┌─ Source material

PR #337, opened 2021-12-13
Fix issue 317 - pspm_interpolate

### LINKED ISSUE #317: Forced extrapolation in pspm_interpolate returns no results
### Summary
When pspm_interpolate forces extrapolation, no result is returned.

This is due to a wrong "return" in line 250 of pspm_interpolate.

teddychao:
Fixes #317 .

- Test allowing function to run when forcing interpolating

### DIFF
--- a/src/pspm_interpolate.m
+++ b/src/pspm_interpolate.m
@@ -1,10 +1,10 @@
 function [sts, outdata] = pspm_interpolate(indata, options)
 % pspm_interpolate
-% 
-% FORMAT: 
+%
+% FORMAT:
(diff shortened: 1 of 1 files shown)


teddychao:
@dominikbach Sorry Dom, I am a little confused about the issue. In the line 250, the code shows that function is returned as "Cannot extrapolate with method previous and overlap at the beginning." It looks like the reason why no results were returned. Currently I removed the two returns but I am not sure how you would expect it to run. Would you suggest that it is valid if "extrapolate with method previous and overlap at the beginning"? Thanks.

dominikbach:
as just discovered, had already been fixed with #331

PR #342, opened 2022-01-07
Fix issue 213 - design matrix

### LINKED ISSUE #213: plot of design matrix of pupil size glm with luminance as nuisance file
### Summary
1. PsPM GUI first-level model review should use glm.XM when plotting design matrix, but not glm.X
2. design matrix plot did not show the correct design matrix (see attachments), but the design orthogonality plot seemed correct
CFG_day1_ps_nuisance_design_matrix_0001
CFG_day1_ps_nuisance_design_orthogonality_0001
CFG_day2_ps_nuisance_design_matrix_0001
CFG_day2_ps_nuisance_design_orthogonality_0001
[mdl_ps_fc_tpspm_exampledata.zip](https://github.com/bachlab/PsPM/files/6414397/mdl_ps_fc_tpspm_exampledata.zip)

### (Optional) Screenshots if Graphical User Interface is Used
please see attachments

### Technical Info
* PsPM revision ID: model inversion done in v5.0.0 (latest released version by 03.05.2021); model review done in PsPM GUI called from version "pspm-svn-r801-trunk".
* MATLAB version: 2018b

teddychao:
Fixes #213 .

1. Update the main GUI UI and the first level model review UI.
2. Update the displaying matrix to avoid confusing displaying caused by the NaN values.

File updates
- pspm
  - Some functions were just regenerated due to GUI update, but no modifications were added.
- pspm_rev_glm
  - Updated to UTF-8
  - Added a warning if the output is dominated by some outliers (L46-54)
  - Converted NaN to 0 for design matrix displaying only (L78)
- pspm_review
  - Some functions were just regenerated due to GUI update, but no modifications were added.
- pspm_ui and pspm_ui_installation
  - Only added some parameters required for the new UI in pspm_review


teddychao:
Hi @SerenXia 

I have investigated the issue. I think there may not be an issue of the code but a display setting... The result (Figure 1) we found homogeneous from x=1 to x=80 is due to the very different value at x=88 (around). If you check Figure 2 where the x axis is set to be between 1 and 80, there is visual diversity of the plot.
Figure 1
Figure 2
As the solution, I added some specification for displaying the plot that allow users to limit x axis to the region they want to observe in detail.

teddychao:
The main GUI and review model GUI have been updated as following
image
image
Features are not changed.

teddychao:
Hi, I have found the reason why the figure looks so different when displaying the first 88 columns. That is because the displaying matrix contains lots of nan values. When displaying the whole matrix, for the columns except for column 89, such nan values were displayed as black pixels, and the non-nan values were displayed as white pixels. This is why this [figure](https://user-images.githubusercontent.com/3895146/150662621-4d59a598-b3b1-42f7-affc-6dd444c6d877.png) showed so many lines. When displaying only the first 88 columns, both nan and very small values were displayed as black pixels, and some relatively larger values were displayed as white pixels. That is why the background looks like dark and a line can be visualised.
To resolve this issue, I manually set the nan values to be 0. This will help the displaying pixels to become what we expect in most cases.

dominikbach (approved):

PR #343, opened 2022-01-24
Fix issue 308 - missing flank

### LINKED ISSUE #308: pspm find marker events: flank setting
### Summary
optional field "flank" for marker events is only set available in pspm_get_marker.m and pspm_get_event.m, but not in pspm_import.m

When we import datafiles into pspm, we call function "pspm_import" to go through all data type and preprocess markers.
In pspm_import, line 201, depending on data type, specific function will be called. 

So for markers, function "pspm_get_marker" will be called, with "import" as input argument. 

In this function, function "pspm_get_events" will be then called, again with "import" as input argument.

In "pspm_get_events" and "pspm_get_marker", structure "import" contains an optional field "flank" to determine the orientation of marker calculation (see get events function). However, this was not available in pspm_import, meaning, although flank option was set, users actually have no way to use it.

### Technical Info
* PsPM revision ID: 5.1.1
* MATLAB version: 2018b

teddychao:
Fixes #308.

We discussed days ago about auto-filling some fields in header. We agreed that `pspm_load_data` should have this feature. Therefore I re-wrote `pspm_load_data` and left a section for auto-filling some fields in the future.

Changes proposed in this pull request
- General
  - All files are converted into UTF-8 and LF.
- New Features
  - `pspm_load_data`
    - The script has been re-written and tested functionally fully and compatible with the other functions.
    - The script now has a section 7 for autofilling parameters.
    - The description part was reformatted.
  - `pspm_get_marker`
    - Now the script detects and adds `flank` while applicable.
  - `pspm_import`
    - Now the script detects and adds `flank` while applicable.
- Test function update
  - `load_data_test` now uses a new compare function to compare `header` and `data`, because now `load_data` will auto-fill some fields.


dominikbach (changes requested):
1. flank should **not** be a field in the data structure. Please delete lines 40-43 of pspm_get_marker, and adapt section 7 of pspm_load_data.
2. Help text on flank should go into pspm_import (can just copy over from pspm_get_marker).

dominikbach (approved):

PR #344, opened 2022-01-24
Fix issue 212 - pspm_write_channel

### LINKED ISSUE #212: Allow empty marker channels
### Feature Description

Some functions assume that there is always data in every channel. However, it would make sense to have empty marker channels. 

To be changed: pspm_write_channel (line 86-116), pspm_load_data

teddychao:
Fixes #212.

- `pspm_write_channel`
  - use a 1-by-0 matrix for empty data field when writing results. Line 97--100
- `pspm_load_data`
  - use a 1-by-0 matrix for empty data field when writing results: Line 203


src/pspm_write_channel.m
```diff
@@ -95,17 +95,21 @@
...
-                    newdata{i}.data = d;
+                  warning('ID:invalid_data_structure', ['Passed struct (%i) seems to have the wrong ', ...
+                    'orientation. Trying to transpose...'], i);
+                  d = d';
+                  newdata{i}.data = d;
                 else
-                    warning('ID:invalid_data_structure', ...
-                        'Passed struct (%i) seems to have the wrong format.', i);
-                    return;
+                  warning('ID:invalid_data_structure', ...
```
teddychao, line 108: The `^M` is caused by the difference between CRLF and LF. I will update that after the approval of this pull request, because updating will highlight too many lines and confuse reviewers.

src/pspm_write_channel.m
```diff
@@ -95,17 +95,21 @@
         if isfield(newdata{i}, 'data') && isfield(newdata{i}, 'header')
             d = newdata{i}.data;
             [h,w] = size(d);
-            if w ~= 1
+            if h==0 && w==0
```
teddychao, line 98: As I understand, "the empty data field" indicates that "newdata{i} has a field data, but it is empty or 0x0", thus I add the update for this situation.

dominikbach (changes requested):
Seems like pspm_load_data might still through an error through a later check on the variable nflag?

teddychao:
> Seems like pspm_load_data might still through an error through a later check on the variable nflag?

Apologies I marked the wrong pull request as completed. It should be the pspm_scr_pp one which is completed, not this one. However I really need to finish this one today.

teddychao:
> Seems like pspm_load_data might still through an error through a later check on the variable nflag?

@dominikbach Sorry I am not sure which error `pspm_load1_data` brings. From the terminal I did see `pspm_load1_data` will report a warning since the data field is empty. I am not sure if that is expected. I think it may be useful to change it to size based warning. For example, there will be a warning if it is a 0x0 matrix, but there will not be a warning if it is 1x0, because 1x0 means there is no data in that field and the field has been regularised.

dominikbach (approved):

PR #352, opened 2022-02-28
Fix issue 351 - pspm_scr_pp

### LINKED ISSUE #351: Bug in writing channel (pspm_scr_pp)
### Summary

When writing the new SCR artefact channel, the header of the first channel of the data is copied (ligne 258). This is a problem when the first channel is not an SCR channel. 

I got very confused why the pspm_scr_pp added an empty respiration channel to my data. This is because the first channel of this dataset is a respiration channel and not a scr one. 

### Expected Results

It should not just copy the first channel's header. 

### Actual Results

It should be an SCR header. 

change ligne 258 of pspm_scr_pp

### Technical Info
* PsPM version: most recent
* MATLAB version: R2021b

teddychao:
Fixes #351 .

- `pspm_scr_pp`
  - Update to make `pspm_scr_pp` compatible with data whose first `chantype` is not `scr`.
- `pspm_scr_pp_test`
  - Update to have a test data file whose first channel is not `scr`. This is currently not working as it brings issue to `pspm_get_events`. Further investigation is required.

---
This pull request can be updated after the approval of `pspm_dcm` for checking incompatibility.


teddychao:
@jusporrer Thanks for pointing out the mistake. Meanwhile could you please let me know how this issue appears? As I understand, `pspm_scr_pp` should only handle `scr` data. I am not sure why the header could be another channel type?

jusporrer (changes requested):
I am afraid your solution is not enough because I just noted it's part of a bigger problem. 

When I call pspm_scr_pp, I input the file name of my data (which does not just contain a scr channel but also includes other channels).  This means you load all of these channels on line 168. This results in another problem on line 174 as the indata is from the first channel (which in my case, was not even a scr channel so the pp was not done on the scr). 

I think the best solution would be to follow the same format as pspm_resp_pp (include lines 47 to 51) and load only the relevant channel (like in line 75).

jusporrer:
I just committed a possible solution based on pspm_resp_pp. I think it should fix the problem. I have tested it in my dataset but not extensively.

teddychao:
> When I call pspm_scr_pp, I input the file name of my data (which does not just contain a scr channel but also includes other channels). 

Thanks for the solution. May I ask why `pspm_scr_pp` is called when there is not a `scr` channel to process? I agree the loading function shall just load the relevant channel instead of all data. I am asking this because I have to update the test function to avoid relevant issues appearing in the future. As I understand, it seems like a datafile which does not have a `scr` channel is imported to and processed by `pspm_scr_pp`. If this is a situation that users may need to do, I will add a test case in its test function.

jusporrer:
Sorry if this was not clear but there was definitely a scr channel to process. The only difference was that the scr channel was not in the first channel (which was usually the case for me previously).  I don't think it's necessary to accommodate situations in which a datafile that does not have a scr channel is imported to and processed by pspm_scr_pp.

jusporrer:
Did you see my commit? It should address this :)

jusporrer:
No worries, thank you for your help!

teddychao:
I don't quite understand where the problem is. I tested on my computer with `pspm_github_actions` and `pspm_test`, all passed perfectly.
image
However, I got this issue when using GitHub Actions
image
I did not see the correlation between `pspm_get_events_test` and `pspm_scr_pp_test`. I think Juliana's solutions works perfectly but I don't know why there is a rise issue in `pspm_get_events_test` when I added
```
channels{1}.chantype = 'hb';
channels{2}.chantype = 'scr';
scr_pp_test_template(this, channels)
```
Currently I disabled these three lines as they work on my computer but not on GitHub Actions. Users may need the updated version of `pspm_scr_pp` thus I think it is better to include first. I may need to propose another issue to find why `pspm_get_events_test` is affected by `pspm_scr_pp_test` in our situation.

jbrochar (approved):
It looks good for me, from a code point of view.
I cannot say anything from the functionality point of view.

dominikbach (approved):

teddychao:
Thanks for approving the changes. I cannot merge it because it told me changes have not been addressed. I am not sure how to address it or I have to ask Juliana to approve..

dominikbach (approved):

Issue #248, opened 2021-06-17
Data Display "Semi automatic mode" in Pre-processing of Heart data


Wjelena:
### Summary
When preprocessing heart data with semi automatic mode "on", the data will sometimes not be properly displayed in the ecg editor, but instead in the PsPM GUI, or Batch.

### Expected Results
![ecg_editor](https://user-images.githubusercontent.com/47207904/122422221-459a2380-cf8d-11eb-92b0-327a9d3fc8ab.JPG)

### Actual Results
![batch_issue_ecg_editor](https://user-images.githubusercontent.com/47207904/122422240-492daa80-cf8d-11eb-84d4-b8ed4de4ddb7.JPG)
![batch_issue_ecg_semi](https://user-images.githubusercontent.com/47207904/122422264-4d59c800-cf8d-11eb-9b2a-8b4c95796f0c.JPG)

### Technical Info
* PsPM revision ID: 5.1.0 beta
* MATLAB version: 2018b

teddychao:
@Wjelena Could you please send me the sample data so I can reproduce the error. Thanks.

Wjelena:
hi Teddy

it's the DoxMem2 dataset that you also used for yanfang yesterday. Attached you can find a file to test it.

Best wishes
Jelena

--
Jelena Wehrli, MSc
Psychiatric University Hospital
***@***.***
bachlab.org
+41 44 384 26 60

-----"Teddy" ***@***.***> schrieb: -----
An: "bachlab/PsPM" ***@***.***>
Von: "Teddy" ***@***.***>
Datum: 17.06.2021 17:02
Kopie: "Wjelena" ***@***.***>, "Mention" ***@***.***>
Betreff: Re: [bachlab/PsPM] Data Display "Semi automatic mode" in Pre-processing of Heart data (#248)


 @Wjelena Could you please send me the sample data so I can reproduce the error. Thanks.

teddychao:
Hi Jelena,

Thanks for the data. I am not sure which operation leads to this error. In general I guess it could be cause by the GUI. Could I know if you remember which operation leads to that issue? for example when you zoom in or zoom out the figure (I tried just now but I did not see error when I zoomed in or out).
I think the ECG editor GUI will be improved in the next release, so I will keep an eye on it.

Best wishes
teddy

Wjelena:
Hi Teddy

Thank you for the reply! I tried a few more times and could not replicate it now, so I am not sure what I did before to cause this.
[...]

PR #359, opened 2022-03-16
Fix Issue 358 - pspm_data_editor

### LINKED ISSUE #358: pspm_data_editor is not working
### Summary
pspm_data_editor is not working. When users import a datafile, pspm_data_editor does not display the plot appropriately.

### Steps to Reproduce
1. Open pspm_data_editor.
2. Import a datafile.

### Expected Results
The results should be displayed at the middle of the window.

### Actual Results
The results are not displayed, while a new plot window is brought to users.

### Technical Info
* PsPM version: develop
* MATLAB version: 2021b

teddychao:
Fixes #358.

- Update `pspm_data_editor` UI.
- Update targeting plot towards axData rather than the current figure (GUI).


teddychao:
@dominikbach Thanks for posting the issue. The issue is caused by some code which assumes that the data_editor figure (GUI) is always able to be called and the current figure. Due to a recent issue of incorrect plotting ([Issue 248](https://github.com/bachlab/PsPM/issues/248)), we changed all the GUI files to be inaccessible by callback functions. However, the code at line 315 assumes the current data_editor GUI can be called. When the data_editor GUI cannot be called, it generates a new window, which is what you see there. I think it needs some work tomorrow. I have temporarily set the GUI file accessible to callback functions.

teddychao:
This issue has been resolved. However I think there are more issues. For example the two buttons and right bottom corner seem to be weird. When I close the GUI by clicking 'Cancel' and open data_editor again, I will not be able to load new data again. I don't know why but that is another issue. The plot is currently hard to read since the text in the figure is very small and the measurement (unit) for the X-Y axis is missing. I think it requires another pull request, but the current version has been functional and solved the current issue.
image
image

dominikbach (approved):
Good to see it's working now - and please do open new issues for the observed problems.

PR #363, opened 2022-04-11
Fix issue 361 - pspm_dcm

### LINKED ISSUE #361: pspm_dcm throw error of inconsistent matrix when processing missing_epochs
### Summary
`pspm_dcm` reports error when processing with `missing_epochs_error`. The error showed like 
> Error in pspm_dcm (line 570)
> sbs_miniti(sbs_id) = min(sbs_iti{sbs_id}(1 : end - 1));
> Unable to perform assignment because the left and right sides have a different number of elements.
The error did not appear when processing certain time epochs.
The issue could be due to inconsistent information obtained or processed for missing_epochs_error in comparison with the object. Users have provided data for reproduction.

### Technical Info
* PsPM version: develop

teddychao:
Fixes #361.

The reason that leads to the issue:
- In `pspm_dcm`, at line 616 (original version), `proc_miniti` was updated by removing NaN. This makes the length of `proc_miniti` equal or smaller than the original size of `proc_miniti` or the size of `sbs_miniti`.
- In line 706 -- 707, `proc_miniti` was processed together with `isbSn`, but `isbSn` was determined based on `model.scr`, and `model.scr` was set consistent to `sbs_miniti`. This leads to the bug.

- General
  - `pspm_test` and `pspm_test_github_actions` now have included the tests for `pspm_dcm`.
- Bug fix
  - `pspm_dcm`
    - Some variables were not updated properly (see comment), which are now updated reasonably by considering how they are processed in the following processing.


src/pspm_dcm.m
```diff
@@ -130,34 +154,31 @@
...
-
 % cell array which saves all the warnings which are not followed
 % by a `return` function
 warnings = {};
 
-%% Check input arguments & set defaults
-% -------------------------------------------------------------------------
+%% 2 Check input arguments & set defaults
 if nargin < 1
-  warning('ID:invalid_input', 'No data to work on.'); fn = []; return;
```
teddychao, line 149: I think the script has been terminated in this case and no outputs will be provided... thus we would not need to redefine fn again here.

dominikbach (approved):

jbrochar (approved):
Nothing to add/comment, this looks good to me.
(from a coding point of view)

└─

● The task
Wherever the string "defaults" appears in the data above, report the whole line.

● Result of this exercise
-%% Check input arguments & set defaults
+%% 2 Check input arguments & set defaults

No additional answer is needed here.